Lines in which "approved" appears should be pulled from the data below.

━━━━━ The data

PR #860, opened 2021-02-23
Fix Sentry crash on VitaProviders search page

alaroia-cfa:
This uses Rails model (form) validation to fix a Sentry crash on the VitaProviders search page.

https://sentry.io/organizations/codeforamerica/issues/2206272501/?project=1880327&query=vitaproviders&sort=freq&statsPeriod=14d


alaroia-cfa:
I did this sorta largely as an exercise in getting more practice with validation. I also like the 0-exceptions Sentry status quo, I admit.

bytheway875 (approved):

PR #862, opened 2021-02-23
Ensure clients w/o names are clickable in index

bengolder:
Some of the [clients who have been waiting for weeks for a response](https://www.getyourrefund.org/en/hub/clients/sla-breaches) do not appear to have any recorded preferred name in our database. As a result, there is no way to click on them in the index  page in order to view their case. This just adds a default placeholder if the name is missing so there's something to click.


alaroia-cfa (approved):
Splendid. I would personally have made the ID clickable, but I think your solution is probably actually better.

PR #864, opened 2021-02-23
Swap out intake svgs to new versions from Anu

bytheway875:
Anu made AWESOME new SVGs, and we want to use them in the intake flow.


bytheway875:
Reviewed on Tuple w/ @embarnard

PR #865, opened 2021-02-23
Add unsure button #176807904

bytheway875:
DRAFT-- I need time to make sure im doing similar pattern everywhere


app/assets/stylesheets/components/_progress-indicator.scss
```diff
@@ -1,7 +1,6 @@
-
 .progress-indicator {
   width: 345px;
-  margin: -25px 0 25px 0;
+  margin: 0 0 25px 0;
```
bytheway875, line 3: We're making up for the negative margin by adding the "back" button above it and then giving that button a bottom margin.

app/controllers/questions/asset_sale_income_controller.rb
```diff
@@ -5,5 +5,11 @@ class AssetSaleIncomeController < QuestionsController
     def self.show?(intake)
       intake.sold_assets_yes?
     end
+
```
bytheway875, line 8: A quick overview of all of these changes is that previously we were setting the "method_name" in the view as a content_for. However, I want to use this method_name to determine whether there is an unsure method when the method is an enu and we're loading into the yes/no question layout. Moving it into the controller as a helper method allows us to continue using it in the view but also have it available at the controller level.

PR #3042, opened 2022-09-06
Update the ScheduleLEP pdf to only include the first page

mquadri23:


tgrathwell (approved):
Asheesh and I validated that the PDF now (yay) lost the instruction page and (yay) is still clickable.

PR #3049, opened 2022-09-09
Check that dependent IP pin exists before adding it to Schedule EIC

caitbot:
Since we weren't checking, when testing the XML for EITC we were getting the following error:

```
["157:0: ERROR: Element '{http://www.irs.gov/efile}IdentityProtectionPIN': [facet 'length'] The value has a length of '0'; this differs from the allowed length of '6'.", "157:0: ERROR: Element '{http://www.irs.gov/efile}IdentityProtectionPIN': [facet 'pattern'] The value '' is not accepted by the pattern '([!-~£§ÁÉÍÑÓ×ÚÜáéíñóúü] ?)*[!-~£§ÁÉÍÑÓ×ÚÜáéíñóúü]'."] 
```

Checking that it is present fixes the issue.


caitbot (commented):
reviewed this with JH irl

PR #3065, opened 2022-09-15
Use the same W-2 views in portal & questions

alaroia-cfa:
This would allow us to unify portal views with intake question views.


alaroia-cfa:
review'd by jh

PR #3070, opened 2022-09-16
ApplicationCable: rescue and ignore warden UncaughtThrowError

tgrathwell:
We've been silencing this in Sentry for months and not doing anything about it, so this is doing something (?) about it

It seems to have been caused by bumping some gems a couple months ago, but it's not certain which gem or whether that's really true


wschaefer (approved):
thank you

━━━━━━━━━━

▸ **Finished task**:
bytheway875 (approved):
alaroia-cfa (approved):
tgrathwell (approved):
wschaefer (approved):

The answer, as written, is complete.